Lift inspects the code and repository for runnable workloads, existing benchmarks, and hot paths, then builds or selects a proof harness. It captures environment and baseline metrics, profiles to classify the bottleneck (CPU/memory/I/O/lock/tail), and applies the highest-leverage levers (algorithm, data layout, concurrency, I/O) one change at a time.
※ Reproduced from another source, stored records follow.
PR #6383, opened 2025-11-06
run: Update note on seccomp filter code sharing

mcatanzaro:
This comment needs to be modernized for 2025. It notably fails to mention the two projects that are actually still using code that looks like Flatpak's.

I've been keeping WebKit updated, but it seems nobody has been updating gnome-desktop, which has fallen far behind on CVEs.

### DIFF
--- a/common/flatpak-run.c
+++ b/common/flatpak-run.c
@@ -1886,34 +1886,22 @@ setup_seccomp (FlatpakBwrap   *bwrap,
 
   /**** BEGIN NOTE ON CODE SHARING
    *
-   * There are today a number of different Linux container
-   * implementations.  That will likely continue for long into the
-   * future.  But we can still try to share code, and it's important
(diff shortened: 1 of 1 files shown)


mcatanzaro:
gnome-desktop merge request: https://gitlab.gnome.org/GNOME/gnome-desktop/-/merge_requests/184

bbhtt:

Every suggested change is measured, validated for correctness, and recorded with a regression guard and benchmark added.
What if I don’t have a numeric target?
Lift will derive a contract: pick the primary metric (latency p95 for requests, throughput for batch, or peak RSS for memory issues), define a workload, and maximize improvement subject to stated constraints without inventing SLO numbers.
How do you avoid regressions when optimizing?
Every change is accompanied by a correctness signal and benchmarks; changes are small, reversible, measured with noise analysis, and a regression guard (benchmark/budget/threshold) is added before shipping.